Stored data:
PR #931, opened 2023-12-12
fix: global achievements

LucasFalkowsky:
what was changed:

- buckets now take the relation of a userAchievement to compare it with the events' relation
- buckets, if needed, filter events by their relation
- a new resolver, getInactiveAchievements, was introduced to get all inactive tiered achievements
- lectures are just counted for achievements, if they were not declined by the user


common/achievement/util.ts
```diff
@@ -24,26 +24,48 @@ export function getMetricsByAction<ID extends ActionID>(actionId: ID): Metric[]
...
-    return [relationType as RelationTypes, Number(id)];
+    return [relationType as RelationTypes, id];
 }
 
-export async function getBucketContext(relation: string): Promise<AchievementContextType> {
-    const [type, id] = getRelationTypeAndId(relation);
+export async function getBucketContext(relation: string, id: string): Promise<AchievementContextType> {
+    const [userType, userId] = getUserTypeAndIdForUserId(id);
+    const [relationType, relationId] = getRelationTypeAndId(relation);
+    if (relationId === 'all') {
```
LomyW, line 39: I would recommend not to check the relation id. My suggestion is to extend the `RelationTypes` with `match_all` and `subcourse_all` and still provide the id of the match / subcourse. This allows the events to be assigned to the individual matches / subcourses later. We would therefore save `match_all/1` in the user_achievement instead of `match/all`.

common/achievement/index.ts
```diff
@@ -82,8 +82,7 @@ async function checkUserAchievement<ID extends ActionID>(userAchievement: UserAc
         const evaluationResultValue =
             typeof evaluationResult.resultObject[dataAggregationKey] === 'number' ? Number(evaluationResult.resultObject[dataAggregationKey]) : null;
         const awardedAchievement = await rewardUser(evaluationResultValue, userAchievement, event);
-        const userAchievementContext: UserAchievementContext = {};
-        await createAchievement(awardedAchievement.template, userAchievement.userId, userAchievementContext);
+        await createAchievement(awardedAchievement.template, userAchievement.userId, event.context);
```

* * *

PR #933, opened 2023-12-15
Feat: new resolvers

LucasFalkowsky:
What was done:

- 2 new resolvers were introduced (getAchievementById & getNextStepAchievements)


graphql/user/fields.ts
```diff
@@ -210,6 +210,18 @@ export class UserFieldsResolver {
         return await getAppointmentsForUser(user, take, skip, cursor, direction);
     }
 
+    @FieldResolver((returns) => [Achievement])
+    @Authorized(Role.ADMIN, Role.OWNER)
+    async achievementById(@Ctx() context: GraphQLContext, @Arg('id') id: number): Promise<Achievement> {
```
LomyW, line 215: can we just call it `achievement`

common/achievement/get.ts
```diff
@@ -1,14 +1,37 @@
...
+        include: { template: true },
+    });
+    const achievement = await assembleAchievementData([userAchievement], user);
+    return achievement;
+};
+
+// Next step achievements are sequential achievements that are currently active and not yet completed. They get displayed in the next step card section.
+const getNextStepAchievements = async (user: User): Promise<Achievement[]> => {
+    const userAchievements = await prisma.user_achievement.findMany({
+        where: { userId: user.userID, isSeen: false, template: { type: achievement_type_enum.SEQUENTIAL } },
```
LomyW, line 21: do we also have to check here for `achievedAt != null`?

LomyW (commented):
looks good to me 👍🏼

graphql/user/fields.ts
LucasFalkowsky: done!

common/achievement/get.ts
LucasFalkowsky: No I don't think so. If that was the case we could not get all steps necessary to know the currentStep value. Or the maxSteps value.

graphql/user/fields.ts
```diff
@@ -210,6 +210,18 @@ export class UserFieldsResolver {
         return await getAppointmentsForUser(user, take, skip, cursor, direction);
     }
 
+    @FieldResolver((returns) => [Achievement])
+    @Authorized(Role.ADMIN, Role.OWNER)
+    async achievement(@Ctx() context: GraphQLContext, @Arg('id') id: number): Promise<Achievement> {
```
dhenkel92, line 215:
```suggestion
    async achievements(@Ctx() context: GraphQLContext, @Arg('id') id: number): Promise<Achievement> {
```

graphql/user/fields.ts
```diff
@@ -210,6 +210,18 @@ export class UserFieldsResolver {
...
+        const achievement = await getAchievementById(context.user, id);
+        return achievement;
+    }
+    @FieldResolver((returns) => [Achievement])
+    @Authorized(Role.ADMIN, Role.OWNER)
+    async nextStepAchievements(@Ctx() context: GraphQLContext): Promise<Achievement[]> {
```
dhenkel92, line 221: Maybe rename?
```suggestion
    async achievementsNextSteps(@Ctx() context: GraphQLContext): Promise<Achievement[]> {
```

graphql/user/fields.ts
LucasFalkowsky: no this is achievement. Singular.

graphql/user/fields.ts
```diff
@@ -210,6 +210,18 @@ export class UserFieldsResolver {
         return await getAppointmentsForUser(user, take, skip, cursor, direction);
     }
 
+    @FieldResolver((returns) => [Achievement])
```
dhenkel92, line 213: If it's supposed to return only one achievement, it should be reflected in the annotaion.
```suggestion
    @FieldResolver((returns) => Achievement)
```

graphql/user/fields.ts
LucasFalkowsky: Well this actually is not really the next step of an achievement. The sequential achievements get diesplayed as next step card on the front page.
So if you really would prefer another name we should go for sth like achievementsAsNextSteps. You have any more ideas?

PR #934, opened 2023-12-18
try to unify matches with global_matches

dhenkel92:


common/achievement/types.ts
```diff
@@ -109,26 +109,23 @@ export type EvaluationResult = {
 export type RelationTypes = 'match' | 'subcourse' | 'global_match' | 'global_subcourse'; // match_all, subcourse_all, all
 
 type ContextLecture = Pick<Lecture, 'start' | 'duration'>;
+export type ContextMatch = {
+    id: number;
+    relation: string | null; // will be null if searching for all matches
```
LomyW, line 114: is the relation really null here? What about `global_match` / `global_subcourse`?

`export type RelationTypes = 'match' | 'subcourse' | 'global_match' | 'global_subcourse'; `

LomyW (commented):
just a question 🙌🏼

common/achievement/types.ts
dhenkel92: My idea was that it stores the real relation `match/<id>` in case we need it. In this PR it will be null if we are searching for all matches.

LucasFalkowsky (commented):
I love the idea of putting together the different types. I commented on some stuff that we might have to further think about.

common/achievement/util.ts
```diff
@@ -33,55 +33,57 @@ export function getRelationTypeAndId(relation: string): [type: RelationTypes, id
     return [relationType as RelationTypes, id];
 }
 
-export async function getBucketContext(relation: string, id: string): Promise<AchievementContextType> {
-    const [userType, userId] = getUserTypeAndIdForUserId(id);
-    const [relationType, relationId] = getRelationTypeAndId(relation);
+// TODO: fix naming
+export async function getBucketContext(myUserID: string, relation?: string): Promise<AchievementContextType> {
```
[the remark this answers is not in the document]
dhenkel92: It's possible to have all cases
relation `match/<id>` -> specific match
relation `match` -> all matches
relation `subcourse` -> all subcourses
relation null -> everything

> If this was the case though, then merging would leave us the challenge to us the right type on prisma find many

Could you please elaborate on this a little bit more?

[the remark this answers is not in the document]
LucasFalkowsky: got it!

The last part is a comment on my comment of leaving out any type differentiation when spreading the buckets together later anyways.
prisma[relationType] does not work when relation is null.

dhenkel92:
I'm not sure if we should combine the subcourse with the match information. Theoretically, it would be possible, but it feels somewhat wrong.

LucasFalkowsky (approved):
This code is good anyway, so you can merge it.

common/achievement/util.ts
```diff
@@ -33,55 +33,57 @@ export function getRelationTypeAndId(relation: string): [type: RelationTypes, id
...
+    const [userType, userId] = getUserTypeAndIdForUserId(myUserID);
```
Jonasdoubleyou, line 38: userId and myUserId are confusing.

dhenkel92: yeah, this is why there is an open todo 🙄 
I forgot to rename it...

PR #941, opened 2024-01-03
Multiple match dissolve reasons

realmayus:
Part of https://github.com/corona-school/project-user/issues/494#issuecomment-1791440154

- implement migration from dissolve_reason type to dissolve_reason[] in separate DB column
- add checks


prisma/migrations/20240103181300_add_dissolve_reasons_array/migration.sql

About this exercise: Only lines with the word "Promise" are needed. Copy them from the preceding records.

Exercise solution:
-export async function getBucketContext(relation: string): Promise<AchievementContextType> {
+export async function getBucketContext(relation: string, id: string): Promise<AchievementContextType> {
+    async achievementById(@Ctx() context: GraphQLContext, @Arg('id') id: number): Promise<Achievement> {
+const getNextStepAchievements = async (user: User): Promise<Achievement[]> => {
+    async achievement(@Ctx() context: GraphQLContext, @Arg('id') id: number): Promise<Achievement> {
    async achievements(@Ctx() context: GraphQLContext, @Arg('id') id: number): Promise<Achievement> {
+    async nextStepAchievements(@Ctx() context: GraphQLContext): Promise<Achievement[]> {
    async achievementsNextSteps(@Ctx() context: GraphQLContext): Promise<Achievement[]> {
-export async function getBucketContext(relation: string, id: string): Promise<AchievementContextType> {
+export async function getBucketContext(myUserID: string, relation?: string): Promise<AchievementContextType> {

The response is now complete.